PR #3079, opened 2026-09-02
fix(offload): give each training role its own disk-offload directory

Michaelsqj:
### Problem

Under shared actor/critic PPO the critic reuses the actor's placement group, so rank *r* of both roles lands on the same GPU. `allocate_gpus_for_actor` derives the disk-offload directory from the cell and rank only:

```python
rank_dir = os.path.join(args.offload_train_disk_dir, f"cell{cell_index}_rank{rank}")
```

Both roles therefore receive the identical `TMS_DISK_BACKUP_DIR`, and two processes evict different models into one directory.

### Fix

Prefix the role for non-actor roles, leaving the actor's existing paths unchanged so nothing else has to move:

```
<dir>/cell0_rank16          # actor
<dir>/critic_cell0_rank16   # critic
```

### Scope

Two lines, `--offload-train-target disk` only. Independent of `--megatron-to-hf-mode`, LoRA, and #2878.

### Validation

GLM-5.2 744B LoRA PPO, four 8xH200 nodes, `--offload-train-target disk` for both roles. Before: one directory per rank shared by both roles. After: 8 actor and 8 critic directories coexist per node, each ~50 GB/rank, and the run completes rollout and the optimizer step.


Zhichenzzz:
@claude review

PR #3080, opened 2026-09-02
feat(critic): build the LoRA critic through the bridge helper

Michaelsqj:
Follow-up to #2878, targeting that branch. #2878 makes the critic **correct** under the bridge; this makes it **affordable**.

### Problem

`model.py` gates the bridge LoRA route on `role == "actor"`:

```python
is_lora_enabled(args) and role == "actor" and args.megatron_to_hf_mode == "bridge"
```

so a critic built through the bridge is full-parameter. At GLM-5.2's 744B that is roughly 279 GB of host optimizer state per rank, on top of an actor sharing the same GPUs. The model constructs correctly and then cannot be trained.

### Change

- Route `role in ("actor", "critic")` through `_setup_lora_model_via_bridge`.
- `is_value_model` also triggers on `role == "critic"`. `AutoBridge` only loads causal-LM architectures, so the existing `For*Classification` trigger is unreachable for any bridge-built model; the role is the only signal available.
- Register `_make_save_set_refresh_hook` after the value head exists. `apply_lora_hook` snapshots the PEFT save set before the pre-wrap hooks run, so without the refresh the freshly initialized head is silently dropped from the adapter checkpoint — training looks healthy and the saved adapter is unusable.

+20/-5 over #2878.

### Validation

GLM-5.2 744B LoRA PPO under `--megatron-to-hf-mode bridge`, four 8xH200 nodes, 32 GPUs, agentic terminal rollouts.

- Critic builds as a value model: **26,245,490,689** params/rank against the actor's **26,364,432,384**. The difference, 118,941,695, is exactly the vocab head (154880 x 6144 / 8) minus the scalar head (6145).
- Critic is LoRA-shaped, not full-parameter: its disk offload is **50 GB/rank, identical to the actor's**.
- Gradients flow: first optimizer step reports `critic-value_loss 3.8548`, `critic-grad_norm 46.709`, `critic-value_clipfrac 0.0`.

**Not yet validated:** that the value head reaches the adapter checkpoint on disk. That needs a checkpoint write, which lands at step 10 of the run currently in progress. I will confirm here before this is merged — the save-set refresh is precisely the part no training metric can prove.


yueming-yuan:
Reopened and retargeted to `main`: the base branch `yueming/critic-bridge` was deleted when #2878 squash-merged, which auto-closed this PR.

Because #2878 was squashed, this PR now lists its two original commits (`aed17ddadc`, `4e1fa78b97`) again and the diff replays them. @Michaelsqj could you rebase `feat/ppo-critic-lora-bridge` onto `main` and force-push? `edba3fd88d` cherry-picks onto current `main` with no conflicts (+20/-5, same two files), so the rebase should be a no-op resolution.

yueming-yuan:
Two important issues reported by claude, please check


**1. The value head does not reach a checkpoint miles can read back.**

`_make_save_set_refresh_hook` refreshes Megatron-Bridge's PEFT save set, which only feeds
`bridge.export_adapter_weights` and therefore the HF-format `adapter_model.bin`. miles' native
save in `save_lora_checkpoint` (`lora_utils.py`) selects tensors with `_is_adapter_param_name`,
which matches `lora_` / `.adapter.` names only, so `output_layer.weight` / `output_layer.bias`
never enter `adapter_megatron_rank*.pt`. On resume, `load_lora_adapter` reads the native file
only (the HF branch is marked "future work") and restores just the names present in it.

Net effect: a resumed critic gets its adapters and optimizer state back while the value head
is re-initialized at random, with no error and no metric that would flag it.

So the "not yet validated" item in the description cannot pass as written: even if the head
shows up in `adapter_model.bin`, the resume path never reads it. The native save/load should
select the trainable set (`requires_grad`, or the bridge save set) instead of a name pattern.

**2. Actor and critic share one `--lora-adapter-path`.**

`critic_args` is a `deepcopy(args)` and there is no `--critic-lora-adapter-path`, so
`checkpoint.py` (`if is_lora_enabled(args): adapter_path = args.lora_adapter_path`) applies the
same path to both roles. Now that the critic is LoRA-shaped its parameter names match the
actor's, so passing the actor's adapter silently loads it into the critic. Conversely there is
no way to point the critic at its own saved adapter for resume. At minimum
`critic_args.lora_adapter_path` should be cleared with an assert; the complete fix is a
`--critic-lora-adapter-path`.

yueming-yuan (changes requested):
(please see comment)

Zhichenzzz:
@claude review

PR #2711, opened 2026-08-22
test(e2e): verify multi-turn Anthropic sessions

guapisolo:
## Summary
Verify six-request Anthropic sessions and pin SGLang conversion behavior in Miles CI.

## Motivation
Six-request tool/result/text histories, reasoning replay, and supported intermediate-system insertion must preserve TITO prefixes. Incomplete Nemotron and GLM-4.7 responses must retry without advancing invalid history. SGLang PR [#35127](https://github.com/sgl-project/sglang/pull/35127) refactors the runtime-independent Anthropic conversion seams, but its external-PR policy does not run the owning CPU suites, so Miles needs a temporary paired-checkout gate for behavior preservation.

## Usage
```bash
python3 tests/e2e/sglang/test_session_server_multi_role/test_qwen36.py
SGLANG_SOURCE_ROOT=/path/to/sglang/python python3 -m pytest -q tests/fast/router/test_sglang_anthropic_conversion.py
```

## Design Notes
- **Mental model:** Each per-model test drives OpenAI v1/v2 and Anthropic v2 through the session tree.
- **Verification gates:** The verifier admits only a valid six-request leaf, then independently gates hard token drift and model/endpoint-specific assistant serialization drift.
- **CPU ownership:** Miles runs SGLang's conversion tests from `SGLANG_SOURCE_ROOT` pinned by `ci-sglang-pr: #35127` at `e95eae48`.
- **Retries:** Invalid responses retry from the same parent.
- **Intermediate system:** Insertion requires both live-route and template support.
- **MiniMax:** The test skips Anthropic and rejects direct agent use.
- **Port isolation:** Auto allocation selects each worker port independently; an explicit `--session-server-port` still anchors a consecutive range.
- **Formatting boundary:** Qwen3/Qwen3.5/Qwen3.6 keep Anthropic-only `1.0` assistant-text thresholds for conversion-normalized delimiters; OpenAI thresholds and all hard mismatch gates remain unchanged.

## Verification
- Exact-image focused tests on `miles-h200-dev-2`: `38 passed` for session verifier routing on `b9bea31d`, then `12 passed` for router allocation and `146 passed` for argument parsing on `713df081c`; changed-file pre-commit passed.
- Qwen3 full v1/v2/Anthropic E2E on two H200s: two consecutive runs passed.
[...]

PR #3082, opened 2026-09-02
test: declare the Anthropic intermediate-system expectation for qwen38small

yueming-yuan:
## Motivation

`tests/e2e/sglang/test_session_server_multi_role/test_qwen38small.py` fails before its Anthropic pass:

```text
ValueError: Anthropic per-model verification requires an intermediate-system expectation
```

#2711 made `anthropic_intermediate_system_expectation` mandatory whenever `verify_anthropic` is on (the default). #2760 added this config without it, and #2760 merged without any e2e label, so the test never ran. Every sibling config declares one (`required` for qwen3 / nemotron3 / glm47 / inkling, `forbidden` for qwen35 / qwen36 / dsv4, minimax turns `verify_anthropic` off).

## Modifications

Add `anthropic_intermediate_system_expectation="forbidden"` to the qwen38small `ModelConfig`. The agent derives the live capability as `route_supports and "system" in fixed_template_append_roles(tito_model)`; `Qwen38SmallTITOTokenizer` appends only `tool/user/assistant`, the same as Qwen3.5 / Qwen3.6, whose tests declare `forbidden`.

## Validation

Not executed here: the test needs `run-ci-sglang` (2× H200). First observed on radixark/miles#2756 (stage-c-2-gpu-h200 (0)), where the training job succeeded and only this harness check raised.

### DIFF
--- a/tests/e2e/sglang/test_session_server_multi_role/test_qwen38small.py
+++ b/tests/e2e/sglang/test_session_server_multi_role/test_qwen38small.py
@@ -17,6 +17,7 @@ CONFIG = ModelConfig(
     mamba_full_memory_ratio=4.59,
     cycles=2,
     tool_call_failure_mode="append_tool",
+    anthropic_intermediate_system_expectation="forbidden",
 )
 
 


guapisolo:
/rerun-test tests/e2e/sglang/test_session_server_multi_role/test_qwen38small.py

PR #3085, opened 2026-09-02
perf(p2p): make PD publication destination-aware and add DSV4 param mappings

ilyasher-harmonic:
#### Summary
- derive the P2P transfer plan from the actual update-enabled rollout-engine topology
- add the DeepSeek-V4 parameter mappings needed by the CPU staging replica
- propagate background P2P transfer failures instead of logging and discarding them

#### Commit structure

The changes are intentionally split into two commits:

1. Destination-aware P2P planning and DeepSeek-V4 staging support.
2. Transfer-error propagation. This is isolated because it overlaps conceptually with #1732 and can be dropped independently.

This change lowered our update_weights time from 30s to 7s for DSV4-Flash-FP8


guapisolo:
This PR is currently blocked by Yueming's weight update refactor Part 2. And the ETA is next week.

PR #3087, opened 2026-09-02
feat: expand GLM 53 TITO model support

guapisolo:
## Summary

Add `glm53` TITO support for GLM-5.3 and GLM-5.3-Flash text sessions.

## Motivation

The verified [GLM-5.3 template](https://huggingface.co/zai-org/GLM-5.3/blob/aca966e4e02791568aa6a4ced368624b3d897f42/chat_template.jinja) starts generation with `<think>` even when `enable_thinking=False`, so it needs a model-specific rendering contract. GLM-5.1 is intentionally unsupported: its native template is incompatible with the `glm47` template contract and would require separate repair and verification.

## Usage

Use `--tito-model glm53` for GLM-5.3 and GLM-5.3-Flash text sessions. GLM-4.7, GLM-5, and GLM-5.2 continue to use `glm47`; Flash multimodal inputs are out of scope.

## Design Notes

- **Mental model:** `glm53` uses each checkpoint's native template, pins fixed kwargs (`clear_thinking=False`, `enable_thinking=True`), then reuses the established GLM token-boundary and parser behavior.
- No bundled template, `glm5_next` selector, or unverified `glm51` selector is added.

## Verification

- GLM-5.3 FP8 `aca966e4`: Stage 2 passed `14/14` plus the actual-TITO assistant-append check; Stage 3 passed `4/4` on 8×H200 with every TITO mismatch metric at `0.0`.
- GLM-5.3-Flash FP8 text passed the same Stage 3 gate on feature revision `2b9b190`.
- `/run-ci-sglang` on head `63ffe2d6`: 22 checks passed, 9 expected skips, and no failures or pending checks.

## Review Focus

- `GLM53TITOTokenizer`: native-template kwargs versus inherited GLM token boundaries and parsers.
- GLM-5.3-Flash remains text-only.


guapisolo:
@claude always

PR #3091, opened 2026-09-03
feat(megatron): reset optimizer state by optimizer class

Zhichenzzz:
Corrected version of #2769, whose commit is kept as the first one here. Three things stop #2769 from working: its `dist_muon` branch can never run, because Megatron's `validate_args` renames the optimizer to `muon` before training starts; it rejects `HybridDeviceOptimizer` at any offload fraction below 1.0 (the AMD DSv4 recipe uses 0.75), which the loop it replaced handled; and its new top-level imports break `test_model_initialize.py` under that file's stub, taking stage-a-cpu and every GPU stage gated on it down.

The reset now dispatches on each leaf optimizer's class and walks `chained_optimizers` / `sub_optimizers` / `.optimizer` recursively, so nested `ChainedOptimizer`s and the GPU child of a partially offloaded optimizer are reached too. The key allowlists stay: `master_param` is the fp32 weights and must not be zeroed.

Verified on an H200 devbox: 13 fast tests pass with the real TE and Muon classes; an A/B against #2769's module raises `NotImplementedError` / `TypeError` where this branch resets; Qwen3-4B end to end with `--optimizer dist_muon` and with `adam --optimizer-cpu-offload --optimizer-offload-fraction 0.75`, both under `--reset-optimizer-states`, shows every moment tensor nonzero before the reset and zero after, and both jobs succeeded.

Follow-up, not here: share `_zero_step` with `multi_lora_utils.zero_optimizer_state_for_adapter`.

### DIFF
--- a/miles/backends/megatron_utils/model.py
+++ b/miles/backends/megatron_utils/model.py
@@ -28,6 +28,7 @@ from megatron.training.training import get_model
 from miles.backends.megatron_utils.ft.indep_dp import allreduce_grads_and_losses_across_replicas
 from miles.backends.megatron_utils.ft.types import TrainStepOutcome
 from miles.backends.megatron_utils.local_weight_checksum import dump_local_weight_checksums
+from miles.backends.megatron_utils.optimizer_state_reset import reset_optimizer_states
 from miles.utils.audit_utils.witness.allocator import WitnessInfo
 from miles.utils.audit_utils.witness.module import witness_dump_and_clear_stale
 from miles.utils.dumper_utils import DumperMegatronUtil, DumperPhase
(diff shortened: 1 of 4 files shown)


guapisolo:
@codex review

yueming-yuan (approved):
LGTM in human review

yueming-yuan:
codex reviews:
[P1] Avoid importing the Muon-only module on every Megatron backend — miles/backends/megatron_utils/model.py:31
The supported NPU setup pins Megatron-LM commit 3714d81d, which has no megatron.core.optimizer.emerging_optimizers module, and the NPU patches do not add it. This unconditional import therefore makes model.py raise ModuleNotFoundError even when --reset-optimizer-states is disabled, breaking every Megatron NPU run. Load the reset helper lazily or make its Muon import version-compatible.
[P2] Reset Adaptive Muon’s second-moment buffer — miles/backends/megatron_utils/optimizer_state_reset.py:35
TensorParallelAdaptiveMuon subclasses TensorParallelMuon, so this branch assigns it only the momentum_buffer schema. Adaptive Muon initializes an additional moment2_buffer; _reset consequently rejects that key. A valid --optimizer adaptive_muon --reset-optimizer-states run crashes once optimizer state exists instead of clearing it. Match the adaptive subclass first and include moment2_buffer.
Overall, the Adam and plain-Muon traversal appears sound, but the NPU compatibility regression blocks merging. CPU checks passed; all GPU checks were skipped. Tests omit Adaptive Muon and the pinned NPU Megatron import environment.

* * * *

Task instructions: Every line of the records containing the word "four" must appear in the answer.

Exercise output:
GLM-5.2 744B LoRA PPO, four 8xH200 nodes, `--offload-train-target disk` for both roles. Before: one directory per rank shared by both roles. After: 8 actor and 8 critic directories coexist per node, each ~50 GB/rank, and the run completes rollout and the optimizer step.
GLM-5.2 744B LoRA PPO under `--megatron-to-hf-mode bridge`, four 8xH200 nodes, 32 GPUs, agentic terminal rollouts.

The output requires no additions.